*TASK BRIEF*.
Filter the listing down to the lines containing the word "sampathweb".

*** SOURCE MATERIAL ***

PR #1355, opened 2023-12-07
Adds Kokoro Build script for Keras-NLP GPU tests

sampathweb:
Adds Kokoro Config and build script for Continuous (nightly) and Presubmit (PR) builds.


kokoro/README.md
```diff
@@ -0,0 +1 @@
+CI to run on PR and merge to Master.
```
mattdangerw, line 1: Not important, but up to now we have kept all our build configuration as private files `.github`, `.vscode`, `.cloudbuild`. Is it possible to do the same here with `.kokoro`? Or would that break tooling?

sampathweb: That makes sense.  It will not break tooling, but I need to update config and get approval from Kokoro.  I can do that if we prefer to do that or we can do that in a subsequent change once we confirm everything is working.

kokoro/github/ubuntu/gpu/build_continuous.sh
```diff
@@ -0,0 +1,56 @@
...
+
+export LD_LIBRARY_PATH="$LD_LIBRARY_PATH:/usr/local/cuda/lib64:/usr/local/cuda/extras/CUPTI/lib64:"
+# Check cuda
+nvidia-smi
+nvcc --version
+
+cd "src/github/keras"
+pip install -U pip setuptools
+
+if [ "$KERAS_BACKEND" == "tensorflow" ]
```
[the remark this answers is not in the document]
sampathweb: Makes sense.  Added.

kokoro/README.md
sampathweb: Renamed to `.kokoro`

mattdangerw: awesome thank you!

kokoro/github/ubuntu/gpu/build_continuous.sh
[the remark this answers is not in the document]
mattdangerw: thanks!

*** End of SOURCE MATERIAL ***

*ANSWER TO THE EXERCISE*.
sampathweb:
sampathweb: That makes sense.  It will not break tooling, but I need to update config and get approval from Kokoro.  I can do that if we prefer to do that or we can do that in a subsequent change once we confirm everything is working.
sampathweb: Makes sense.  Added.
sampathweb: Renamed to `.kokoro`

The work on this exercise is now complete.